[Opening Data provided section]

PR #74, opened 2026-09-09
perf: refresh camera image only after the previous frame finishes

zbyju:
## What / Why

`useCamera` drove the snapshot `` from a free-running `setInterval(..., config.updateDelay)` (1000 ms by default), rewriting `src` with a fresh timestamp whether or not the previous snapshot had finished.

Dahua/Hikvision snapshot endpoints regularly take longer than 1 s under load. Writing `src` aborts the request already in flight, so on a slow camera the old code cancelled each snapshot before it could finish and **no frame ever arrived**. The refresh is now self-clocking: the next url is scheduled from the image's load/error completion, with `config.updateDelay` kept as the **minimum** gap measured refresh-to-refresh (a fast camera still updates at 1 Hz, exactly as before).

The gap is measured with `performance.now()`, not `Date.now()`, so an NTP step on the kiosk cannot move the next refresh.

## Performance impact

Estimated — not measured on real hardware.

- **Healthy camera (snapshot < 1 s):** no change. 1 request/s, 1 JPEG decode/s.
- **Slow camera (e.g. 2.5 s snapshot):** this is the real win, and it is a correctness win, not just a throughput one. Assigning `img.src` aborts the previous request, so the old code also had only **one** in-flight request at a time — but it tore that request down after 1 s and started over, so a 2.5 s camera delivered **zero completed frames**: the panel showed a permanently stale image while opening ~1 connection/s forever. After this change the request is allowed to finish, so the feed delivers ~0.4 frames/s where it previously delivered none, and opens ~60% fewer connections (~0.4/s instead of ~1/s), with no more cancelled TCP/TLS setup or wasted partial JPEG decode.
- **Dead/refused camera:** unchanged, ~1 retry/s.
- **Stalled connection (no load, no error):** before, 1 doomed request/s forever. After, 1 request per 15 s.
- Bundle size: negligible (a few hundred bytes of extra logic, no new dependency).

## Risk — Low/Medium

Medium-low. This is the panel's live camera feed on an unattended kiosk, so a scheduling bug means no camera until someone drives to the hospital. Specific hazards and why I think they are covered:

[Closing Data provided section]

Instructions to follow:
Exactly as written, set down all of the material.

Output:
PR #74, opened 2026-09-09
perf: refresh camera image only after the previous frame finishes

zbyju:
## What / Why

`useCamera` drove the snapshot `` from a free-running `setInterval(..., config.updateDelay)` (1000 ms by default), rewriting `src` with a fresh timestamp whether or not the previous snapshot had finished.

Dahua/Hikvision snapshot endpoints regularly take longer than 1 s under load. Writing `src` aborts the request already in flight, so on a slow camera the old code cancelled each snapshot before it could finish and **no frame ever arrived**. The refresh is now self-clocking: the next url is scheduled from the image's load/error completion, with `config.updateDelay` kept as the **minimum** gap measured refresh-to-refresh (a fast camera still updates at 1 Hz, exactly as before).

The gap is measured with `performance.now()`, not `Date.now()`, so an NTP step on the kiosk cannot move the next refresh.

## Performance impact

Estimated — not measured on real hardware.

- **Healthy camera (snapshot < 1 s):** no change. 1 request/s, 1 JPEG decode/s.
- **Slow camera (e.g. 2.5 s snapshot):** this is the real win, and it is a correctness win, not just a throughput one. Assigning `img.src` aborts the previous request, so the old code also had only **one** in-flight request at a time — but it tore that request down after 1 s and started over, so a 2.5 s camera delivered **zero completed frames**: the panel showed a permanently stale image while opening ~1 connection/s forever. After this change the request is allowed to finish, so the feed delivers ~0.4 frames/s where it previously delivered none, and opens ~60% fewer connections (~0.4/s instead of ~1/s), with no more cancelled TCP/TLS setup or wasted partial JPEG decode.
- **Dead/refused camera:** unchanged, ~1 retry/s.
- **Stalled connection (no load, no error):** before, 1 doomed request/s forever. After, 1 request per 15 s.
- Bundle size: negligible (a few hundred bytes of extra logic, no new dependency).

## Risk — Low/Medium

Medium-low. This is the panel's live camera feed on an unattended kiosk, so a scheduling bug means no camera until someone drives to the hospital. Specific hazards and why I think they are covered:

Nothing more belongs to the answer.